# miracle gro



## Marcom1234 (Aug 16, 2006)

i know im probably crazy.... but would miracle gro work in a planted tank?

if so.... why
and if not .... why not?


----------



## Wood (Jul 27, 2006)

mirace grow would not be a good idea.

visit Aquarium Plants, Aquatic Plants, Planted Aquariums, and Aquarium Plant Fertilizer and purchase KNO3 KH2PO4 and Plantex+B

read about the EI method in the fertilizing section of the site.

Good luck.

Ryan


----------



## tkos (Oct 30, 2006)

I believe it won't be good due to the source of nitrogen which is urea based. If I am correect this can lead to algae problems.


----------



## hoppycalif (Apr 7, 2005)

Urea is normally the source of nitrogen in garden fertilizers. But, in water the urea changes very quickly to ammonium, which triggers algae and can be deadly to fish.


----------



## Salt (Apr 5, 2005)

Ammonium is deadly to fish? Many ammonia detoxifying products work by converting ammonia to ammonium, based on the fact that it is much less lethal to fish.

Urea quickly changes to ammonium? Urea is complexed; the amine ions are bound to a carbon atom:










It is very similar to guanidine, again the amine ions are bound to a carbon atom:










Seachem uses guanidine in Flourish Nitrogen based on the fact that the complex keeps the NH2 from being available to algae or breaking down into ammonium.

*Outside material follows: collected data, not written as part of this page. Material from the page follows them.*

PR #1119, opened 2025-12-22
Added an E2E test tool 

falcon027:
Added an E2E tool that works well with web apps such as Microsoft Dynamics 365. Called kogiQA


falcon027:
@microsoft-github-policy-service agree

PR #1136, opened 2026-07-21
fix: enable CI checks to run from devcontainer

vdstrizhkova:

This PR makes all CI checks runnable from the devcontainer, so contributors can validate their changes locally before pushing.

**Changes:**

- **`.devcontainer/devcontainer.json`** — Adds the `docker-in-docker` devcontainer feature, required to run the MegaLinter Docker image from inside the devcontainer. Also migrates settings to the current `customizations.vscode` schema and adds the `ms-azuretools.vscode-docker` extension.
- **`.devcontainer/devcontainer-lock.json`** — New lock file pinning the `docker-in-docker` feature to `v2.17.0` for reproducible builds.
- **`.devcontainer/Dockerfile`** — Updates the base image to `mcr.microsoft.com/devcontainers/python:1-${VARIANT}` and removes a stale Yarn apt repository that caused `apt-get update` failures.
- **`.devcontainer/run-megalinter.sh`** — New helper script that mirrors the MegaLinter CI step locally. Running `bash .devcontainer/run-megalinter.sh` scans only changed files (matching `VALIDATE_ALL_CODEBASE: false` in CI); `VALIDATE_ALL_CODEBASE=true bash .devcontainer/run-megalinter.sh` scans everything.
- **`requirements-docs.txt`** — Pins `Pygments>=2,<2.20` to avoid an `AttributeError` introduced in Pygments 2.20.0, which caused the mkdocs build to crash when `pymdownx.highlight` passes `filename=None` to `HtmlFormatter`.
- **`lychee.toml`** — Accepts HTTP 403 and 429 responses in addition to 2xx, preventing false-positive link-check failures on sites (including GitHub) that block automated crawlers. Also removes an invalid `header` table entry and excludes additional bot-blocking domains.

## Checklist

- [x] Changes follow the repo structure and land in the appropriate folder and section
- [x] No confidential information
- [x] No duplicated content
- [ ] Labeled appropriately
- [ ] This PR was reviewed by at least one subject matter expert
- [x] No lint check errors related to your changes

> Note: You may see link check errors on pages you have not touched. This is normal, and due to either broken links or sites that reject link checker bots. The reviewer will help you get to a green state on these.


lychee.toml
```diff
@@ -49,7 +49,11 @@ retry_wait_time = 2
 # accept = "200..=204, 429"
 # accept = ["200", "429"]
 # accept = "200, 429"
-accept = ["200"]
+#
+# 403 (Forbidden) and 429 (Too Many Requests) are accepted because they indicate
+# the target page exists but the host blocks or throttles automated clients in
+# CI. Treating them as failures produces false positives for live links.
+accept = ["200..=299", "403", "429"]
```
shiranr, line 56: Globally accepting 403 is risky — 403 often indicates a genuinely removed/protected resource, not just bot-blocking. Since the PR already adds per-URL excludes for the known bot-blocked domains, prefer keeping accept narrow (e.g. ["200..=299", "429"]) and continuing to handle exceptions via exclude. Otherwise real breakage on any 403-returning host will silently pass CI.

lychee.toml
```diff
@@ -61,7 +65,7 @@ require_https = false
 method = "get"
 
 # Custom request headers
-header = ["name=value", "other=value"]
+# header = { name = "value", other = "value" }
```
shiranr, line 68: Do we really need this if it's commented out?

.devcontainer/run-megalinter.sh
```diff
@@ -0,0 +1,21 @@
...
+REPO_ROOT="$(git rev-parse --show-toplevel)"
+VALIDATE_ALL="${VALIDATE_ALL_CODEBASE:-false}"
+
+echo "Running MegaLinter (VALIDATE_ALL_CODEBASE=${VALIDATE_ALL})..."
+docker run --rm \
+  -v "${REPO_ROOT}:/tmp/lint" \
+  -w /tmp/lint \
+  -e VALIDATE_ALL_CODEBASE="${VALIDATE_ALL}" \
+  -e DEFAULT_BRANCH=main \
+  oxsecurity/megalinter:v8.1.0
```
shiranr, line 21: v8.1.0 is hardcoded here but .github/workflows/mega-linter.yml has its own pinned version. If they drift, the local run stops mirroring CI, defeating the purpose. Consider sourcing the version from a shared file, or at least adding a comment reminding maintainers to bump both together.

.devcontainer/run-megalinter.sh
```diff
@@ -0,0 +1,21 @@
...
+#
+# Usage:
+#   .devcontainer/run-megalinter.sh              # lint only changed files
+#   VALIDATE_ALL_CODEBASE=true .devcontainer/run-megalinter.sh  # lint everything
+#
+# Reports are written to ./megalinter-reports/ in the repo root.
+set -euo pipefail
+
+REPO_ROOT="$(git rev-parse --show-toplevel)"
+VALIDATE_ALL="${VALIDATE_ALL_CODEBASE:-false}"
```
shiranr, line 13: MegaLinter's VALIDATE_ALL_CODEBASE=false mode typically needs DEFAULT_WORKSPACE=/tmp/lint set (and a mounted .git) to diff against DEFAULT_BRANCH=main. Worth testing that bash .devcontainer/run-megalinter.sh (no env override) actually detects only changed files rather than silently linting everything.

.devcontainer/run-megalinter.sh
```diff
@@ -0,0 +1,21 @@
...
+# .github/workflows/mega-linter.yml and config in .mega-linter.yml.
+#
+# Usage:
+#   .devcontainer/run-megalinter.sh              # lint only changed files
+#   VALIDATE_ALL_CODEBASE=true .devcontainer/run-megalinter.sh  # lint everything
+#
+# Reports are written to ./megalinter-reports/ in the repo root.
+set -euo pipefail
+
+REPO_ROOT="$(git rev-parse --show-toplevel)"
```
shiranr, line 12: git rev-parse --show-toplevel will error out if the script is run outside a git worktree — fine for the documented use case, but consider a friendlier error message.

.devcontainer/devcontainer.json
```diff
@@ -60,12 +68,12 @@
 	// },
 
 	// Use 'postCreateCommand' to run commands after the container is created.
-	"postCreateCommand": "pip3 install -r requirements-docs.txt",
+	"postCreateCommand": "pip3 install -r requirements-docs.txt && chmod +x .devcontainer/run-megalinter.sh",
```
shiranr, line 71: Redundant chmod +x in postCreateCommand — the file is already committed with mode 100755. The chmod is harmless but unnecessary.

requirements-docs.txt
```diff
@@ -1,6 +1,7 @@
 mkdocs==1.3.*
 mkdocs-material==8.2.*
 pymdown-extensions>=10.0
+Pygments>=2,<2.20
```
shiranr, line 4: Pygments>=2,<2.20 — reasonable stopgap. The root cause is that mkdocs==1.3.* and mkdocs-material==8.2.* are years old (current is 1.6+/9.x); this cap is a symptom. Fine to unblock CI, but worth filing a follow-up issue to modernize the docs toolchain.

requirements-docs.txt
```diff
@@ -1,6 +1,7 @@
 mkdocs==1.3.*
```
shiranr, line 1: I think we should consider updating the dependencies in this file first in a separate PR

.devcontainer/Dockerfile
```diff
@@ -1,8 +1,11 @@
...
-# See here for image contents: https://github.com/microsoft/vscode-dev-containers/blob/v0.202.3/containers/python-3/.devcontainer/base.Dockerfile
-# [Choice] Python version (use -bullseye variants on local arm64/Apple Silicon): 3, 3.9, 3.8, 3.7, 3.6, 3-bullseye, 3.9-bullseye, 3.8-bullseye, 3.7-bullseye, 3.6-bullseye, 3-buster, 3.9-buster, 3.8-buster, 3.7-buster, 3.6-buster
+# See here for image contents: https://github.com/devcontainers/images/tree/main/src/python
+# [Choice] Python version (use -bullseye variants on local arm64/Apple Silicon): 3, 3.9, 3.8, 3.7, 3.6, 3-bullseye, 3.9-bullseye, 3.8-bullseye, 3.7-bullseye, 3.6-bullseye
 ARG VARIANT=3-bullseye
-FROM mcr.microsoft.com/vscode/devcontainers/python:0-${VARIANT}
+FROM mcr.microsoft.com/devcontainers/python:1-${VARIANT}
+
+# Remove stale Yarn apt repository that has an expired GPG key and causes apt-get update failures
+RUN rm -f /etc/apt/sources.list.d/yarn.list /etc/apt/sources.list.d/yarn.list.save
```
shiranr, line 8: Yarn cleanup runs rm -f before any apt-get update. If another expired repo shows up later, contributors will hit the same class of failure. Consider running apt-get update in the same layer to fail fast at build time rather than at postCreateCommand.

PR #326, opened 2015-04-06
Use entrypoint in Dockerfile

### LINKED ISSUE #319: Registry doesn't use entrypoint for image
I expected to be able to do this with the image:

```
$ docker run registry --help
exec: "--help": executable file not found in $PATH
FATA[0000] Error response from daemon: Cannot start container c0e8d6f152480ba6b7b97986f50431cfcf821099c1890dec033a2d6868e3525b: [8] System error: exec: "--help": executable file not found in $PATH
```

I have to run `docker run registry registry ...` if I want to pass any options to the registry, which seems a bit odd.

FWIW, Swarm also works with an entrypoint: `docker run swarm --help`.

Thoughts?

bfirsh:
Fixes #319.

Environment variables don't work in the command when an entrypoint is used because it isn't executed by a shell so I've removed `CONFIG_PATH`. Any suggestions on how to bring it back are welcome...

### DIFF
--- a/Dockerfile
+++ b/Dockerfile
@@ -1,14 +1,12 @@
 FROM golang:1.4
 
-ENV CONFIG_PATH /etc/docker/registry/config.yml
 ENV DISTRIBUTION_DIR /go/src/github.com/docker/distribution
 ENV GOPATH $DISTRIBUTION_DIR/Godeps/_workspace:$GOPATH
 
 WORKDIR $DISTRIBUTION_DIR
 COPY . $DISTRIBUTION_DIR
 RUN make PREFIX=/go clean binaries
-RUN mkdir -pv "$(dirname $CONFIG_PATH)"
-RUN cp -lv ./cmd/registry/config.yml $CONFIG_PATH
 
 EXPOSE 5000
-CMD registry $CONFIG_PATH
+ENTRYPOINT ["registry"]
+CMD ["cmd/registry/config.yml"]


dmcgowan:
Thanks @bfirsh, @stevvooe and I were trying to figure out how to best make this work on Friday.  This works exactly as we were trying.

LGTM

~~~
Successfully built abb7faf84036
$ docker run abb7faf84036 --help     
usage: /go/bin/registry <config>
  -version=false: show the version and exit
$ docker run abb7faf84036       
time="2015-04-06T15:56:11Z" level=info msg="endpoint local-8082 disabled, skipping" app.id=c6a092d5-456a-474c-9794-771fe96665d8 environment=development service=registry 
time="2015-04-06T15:56:11Z" level=info msg="endpoint local-8083 disabled, skipping" app.id=c6a092d5-456a-474c-9794-771fe96665d8 environment=development service=registry 
time="2015-04-06T15:56:11Z" level=info msg="using inmemory layerinfo cache" app.id=c6a092d5-456a-474c-9794-771fe96665d8 environment=development service=registry 
time="2015-04-06T15:56:11Z" level=info msg="listening on :5000" app.id=c6a092d5-456a-474c-9794-771fe96665d8 environment=development service=registry 
time="2015-04-06T15:56:11Z" level=info msg="debug server listening localhost:5001" 
$ docker run abb7faf84036 -version  
/go/bin/registry github.com/docker/distribution v2.0.0-alpha.3-90-g4516594
~~~

stevvooe:
Why does this delete the common configuration path? This allows one to override it with a new config via a Dockerfile or a mounted volume.

dmcgowan:
@stevvooe the "common" configuration path seems to be only referenced within the Dockerfile. If you want to use Volumes, just specify where the configuration is mounted from your volume.  Requiring mounting the configuration in a specific way does not seem like the ideal work flow.

Dockerfile
```diff
@@ -1,14 +1,12 @@
...
 
 WORKDIR $DISTRIBUTION_DIR
 COPY . $DISTRIBUTION_DIR
 RUN make PREFIX=/go clean binaries
-RUN mkdir -pv "$(dirname $CONFIG_PATH)"
-RUN cp -lv ./cmd/registry/config.yml $CONFIG_PATH
 
 EXPOSE 5000
-CMD registry $CONFIG_PATH
+ENTRYPOINT ["/go/bin/registry"]
```
stevvooe: Change this to:

```
ENTRYPOINT ["registry"]
```

bfirsh: Oh, neat. That didn't work before for some reason.

dmcgowan:
LGTM

PR #328, opened 2015-04-06
Handle cloudFront bucket prefix issue

jlhawn:
This may not be the *best* solution, but it is the cleanest that we could come up with short of fixes to goamz or manually altering the URL returned by the underlying storage driver.

### DIFF
--- a/registry/storage/driver/middleware/cloudfront/middleware.go
+++ b/registry/storage/driver/middleware/cloudfront/middleware.go
@@ -8,10 +8,10 @@ import (
 	"encoding/pem"
 	"fmt"
 	"io/ioutil"
-	"net/url"
 	"time"
 
 	"github.com/AdRoll/goamz/cloudfront"
+	"github.com/docker/distribution/context"
 	storagedriver "github.com/docker/distribution/registry/storage/driver"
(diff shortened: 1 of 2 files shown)


registry/storage/driver/middleware/cloudfront/middleware.go
```diff
@@ -90,23 +90,22 @@ func newCloudFrontStorageMiddleware(storageDriver storagedriver.StorageDriver, o
...
-	if err != nil {
-		return "", err
-	}
-
-	layerURL, err := url.Parse(layerURLStr)
-	if err != nil {
-		return "", err
+	pather, ok := lh.StorageDriver.(cloudFrontPather)
+	if !ok {
+		return "", fmt.Errorf("the CloudFront middleware does not support this backend storage driver")
```
stevvooe: This should probably be `storagedriver.ErrUnsupportedMethod`. Add warning level message that indicates that the configuration is likely bad.

stevvooe:
LGTM, with the caveat that we fix this in the future somehow. I'm worried this will stop working if the middleware order is specified correctly.

stevvooe:
LGTM!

Please site your sources for the statements that ammonium is deadly to fish, and that urea quickly turns to ammonium.


----------



## dennis (Mar 1, 2004)

Technically, it could be used. The thing to rememebr is that you would use an extreemly small amount, for the normal sized home aquarium, as the amount of N contained in it is much greater than in KNO3. A better source would be ammonium nitrate, NH4NO3.

One thing that has always puzzled me... chemically, why is ammonium such a trigger to algae? I know it is easier to assimilate for plants, including algae, and I assume that through evolution algae has adapted to recognize ammonia as an enviromental condition associated with poor plant growth, hence a bloom means the algae will not face as strong of competition by higher plants. Is that all there is though?


----------



## hoppycalif (Apr 7, 2005)

I stand corrected. But, I still would not use a urea based fertilizer in an aquarium.


----------



## Marcom1234 (Aug 16, 2006)

wow lots of good information everyone!
thanks alot 

BTW i use greg watsons ferts... i was just curious about it cause i saw a huge jug of miracle gro liquid and made me think for a minute.


----------